Vamos então reportar os desempenhos em função do número de árvores, para uma profundidade fixa de 6 e uma taxa de aprendizado de 0,1.
performances_df_xgboost_fixed_max_tree_depth=performances_df_xgboost[performances_df_xgboost["Parameters summary"].str.endswith("0.1/6")]
summary_performances_fixed_max_tree_depth=get_summary_performances(performances_df_xgboost_fixed_max_tree_depth, parameter_column_name="Parameters summary")
get_performances_plots(performances_df_xgboost_fixed_max_tree_depth,
performance_metrics_list=['AUC ROC', 'Average precision', 'Card Precision@100'],
expe_type_list=['Test','Validation'], expe_type_color_list=['#008000','#FF0000'],
parameter_name="Number of trees/Maximum tree depth",
summary_performances=summary_performances_fixed_max_tree_depth)
Aumentar o número de árvores permite aumentar o AUC ROC e a Precisão Média. No entanto, notamos que para o CP@100, ocorre uma diminuição de desempenho após 50 árvores para o conjunto de teste.
Comparação de desempenhos de modelos: Resumo¶
Vamos finalmente comparar os desempenhos das diferentes classes de modelos. Semelhante ao conjunto de dados simulado, plotamos os desempenhos para as quatro classes de modelos e para cada métrica de desempenho como gráficos de barras usando a função get_model_selection_performances_plots.
get_model_selection_performances_plots(performances_df_dictionary,
performance_metrics_list=['AUC ROC', 'Average precision', 'Card Precision@100'],
ylim_list=[[0.5,1],[0,0.2],[0,0.35]],
model_classes=['Decision Tree',
'Logistic Regression',
'Random Forest',
'XGBoost'])

Como nos dados simulados, o XGBoost é a classe de modelo que fornece os melhores desempenhos para as três métricas (parâmetros ótimos, representados com barras azuis). Vale notar, no entanto, que para o CP@100, os parâmetros ótimos do XGBoost não são de fato encontrados pelo procedimento de seleção de modelos, resultando em desempenhos menores. Os desempenhos reais em termos de CP@100 são ligeiramente melhores do que as florestas aleatórias e equivalentes às árvores de decisão.
Este é um resultado que vale a pena considerar: Graças à seleção de modelos, o modelo de árvore de decisão é tão eficiente quanto o XGBoost, e mais eficiente do que as florestas aleatórias em termos de CP@100. Os tempos de execução para árvores de decisão são, no entanto, muito menores do que os de florestas aleatórias e XGBoost, como reportado abaixo.
Notebook Cell
%%capture
fig_model_selection_execution_times_for_each_model_class, ax = plt.subplots(1, 1, figsize=(5,4))
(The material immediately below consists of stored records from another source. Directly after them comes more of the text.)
PR #937, opened 2022-08-11
Empty state story

Oluwadaminiola:


web/ui/dashboard/src/stories/empty-state/Empty-state.stories.ts
```diff
@@ -0,0 +1,43 @@
...
+		},
+        buttonText: {
+			control: { type: 'string' }
+		},
+		type: {
+			options: ['normal', 'table'],
+			control: { type: 'select' },
+			defaultValue: 'normal'
+		},
+        class: {
```
horlah, line 25: This is not needed here

horlah: We're meant to show the components in their natural state

horlah (changes requested):

horlah:
Screenshot 2022-08-16 at 3 03 50 PM

I can't edit controls here.

horlah:
I might have misdirected about removing the class property in the stories you created. Leaving the class there will allow us to test some styles on the component while testing or before applying it to the main component; since we're using Tailwind everywhere.

What do you think @Oluwadaminiola

Oluwadaminiola:
> I might have misdirected about removing the class property in the stories you created. Leaving the class there will allow us to test some styles on the component while testing or before applying it to the main component; since we're using Tailwind everywhere.
> 
> What do you think @Oluwadaminiola

yeah, I kind of agree with this, although due to the fact that most component stories are just standalone, the use cases for using the class property would be a bit limited, hence why I didn't necessarily add them to every story

PR #945, opened 2022-08-13
Refactor search to use scoped project collections

jirevwe:
This PR changes the way events are indexed for search. It removes the requirement for an extra `convoy index` command. Events will be indexed in the process event creation job handler and would be scoped to each project.


services/event_service.go
```diff
@@ -151,7 +152,36 @@ func (e *EventService) GetAppEvent(ctx context.Context, id string) (*datastore.E
...
+	filterByBuilder.WriteString(fmt.Sprintf(" && created_at:[%d..%d]", filter.SearchParams.CreatedAtStart, filter.SearchParams.CreatedAtEnd))
+
+	documents, paginationData, err := e.searcher.Search(filter.Group.UID, &datastore.SearchFilter{
+		Query:    filter.Query,
+		FilterBy: filterByBuilder.String(),
+		Pageable: filter.Pageable,
+	})
+
+	var ids []string
+	for _, d := range documents {
```
Subomi, line 173: @jirevwe, I think we should abstract this into the `typsense` package so it can be adequately tested as part of the package. I am thinking of the right abstraction, something like `e.searcher.SearchIndex` that returns an array of ids using the same internal search method, I believe.

worker/task/process_event_creation.go
```diff
@@ -154,6 +155,35 @@ func ProcessEventCreated(appRepo datastore.ApplicationRepository, eventRepo data
 			}
 		}
 
+		// convert event data field to map
```
Subomi, line 158: @jirevwe I think we should create another queue called `index-events` and create a separate task for it. It will be a low-priority queue that continues to index events from time to time. I think we will achieve better isolation to test that routine and take this out of our critical path of event delivery. What do you think? 

My first option was to see if `asynq` allows multiple handlers to read off the same queue, but It seems impossible.

worker/task/process_event_creation_test.go
```diff
@@ -131,80 +135,83 @@ func TestProcessEventCreated(t *testing.T) {
...
-
-				q, _ := args.eventQueue.(*mocks.MockQueuer)
-				q.EXPECT().Write(convoy.EventProcessor, convoy.EventQueue, gomock.Any()).Times(1).Return(nil)
+				srh, _ := args.search.(*mocks.MockSearcher)
+				srh.EXPECT().Index(gomock.Any(), gomock.Any())
 			},
 			wantErr: false,
 		},
+		// {
+		// 	name: "should_process_event_for_incoming_group",
```
Subomi, line 145: 👀

Subomi (changes requested):
@jirevwe Sweet. FYI

datastore/filter.go
```diff
@@ -14,3 +14,9 @@ type SourceFilter struct {
 	Type     string
 	Provider string
 }
+
+type SearchFilter struct {
+	Query    string
+	FilterBy   string
```
Subomi, line 20: @jirevwe By how much, we are doing `filterByBuilder` across it might be helpful to pack it into this type. I think we will have testing gains! ✊🏽

datastore/mongo/mongo.go
```diff
@@ -179,7 +179,6 @@ func (c *Client) ensureMongoIndices() {
 
 	c.ensureIndex(AppCollection, "group_id", false, nil)
 	c.ensureIndex(UserCollection, "uid", true, nil)
-	c.ensureIndex(UserCollection, "reset_password_token", true, nil)
```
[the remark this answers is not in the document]
jirevwe: Yes, the field shouldn't be in this collection tbh and it wasn't allowing the index process start

server/event.go
```diff
@@ -297,10 +297,6 @@ func (a *ApplicationHandler) GetEventsPaged(w http.ResponseWriter, r *http.Reque
 	query := r.URL.Query().Get("query")
 	app := r.URL.Query().Get("appId")
 
-	// if pageable.Page == 0 {
```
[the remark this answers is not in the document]
jirevwe: Yes, it was already commented out so I removed it

services/event_service.go
jirevwe: What you described was the original behavior, I just changed it in this PR because the package assumed you index an "event" when in reality you should be able to index any other collection

worker/task/process_event_creation.go
jirevwe: Sure

services/event_service.go
Subomi: No, but the structure of each document is the same, right? They all have a `uid`. We can filter for ids without assuming their collection.

worker/task/process_event_creation.go
jirevwe: I have modified this

datastore/filter.go
jirevwe: I don't understand

Subomi: We are doing that task repetitively. I think we can abstract it into that type and test it. Should we huddle?

Dotunj (approved):

Subomi (approved):
LGTM! @jirevwe

obbap1:
Hello @jirevwe, I see this error `Error: Get "http://localhost:8108/health": dial tcp 127.0.0.1:8108: connect: connection refused` when I run convoy and it looks tied to this commit and this struct specifically. 
```
Search: SearchConfiguration{
	Type: "typesense",
	Typesense: TypesenseConfiguration{
	        Host:   "http://localhost:8108",
	        ApiKey: "some-api-key",
	},
 },
```
Is there a flag/config i should be sending ?

jirevwe:
You'd need to setup a [typesense](https://github.com/typesense/typesense/) instance locally. If you don't specify a search backend config, you should not see that error since it'll default to using mongodb to search.

obbap1:
Okay, thank you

model_classes=['Decision Tree','Logistic Regression','Random Forest','XGBoost']
# width of the bars
barWidth = 0.3
# The x position of bars
r1 = np.arange(len(model_classes))
# Create execution times bars
ax.bar(r1, execution_times[0:4],
width = barWidth, color = 'black', edgecolor = 'black',
capsize=7)
ax.set_xticks(r1+barWidth/2)
ax.set_xticklabels(model_classes, rotation = 45, ha="right", fontsize=12)
ax.set_title('Model selection execution times \n for different model classes', fontsize=18)
ax.set_xlabel("Model class", fontsize=16)
ax.set_ylabel("Execution times (s)", fontsize=15)
fig_model_selection_execution_times_for_each_model_class
Deve-se ter em mente que os experimentos foram realizados em um servidor de 40 núcleos, com computação paralela habilitada para florestas aleatórias e XGBoost. Portanto, o procedimento de seleção de modelos para árvores de decisão é de fato uma a duas ordens de magnitude mais rápido do que para florestas aleatórias e XGBoost.
Como observação final, notamos que os modelos de regressão logística foram os mais rápidos de treinar, mas também forneceram os piores desempenhos para todas as métricas.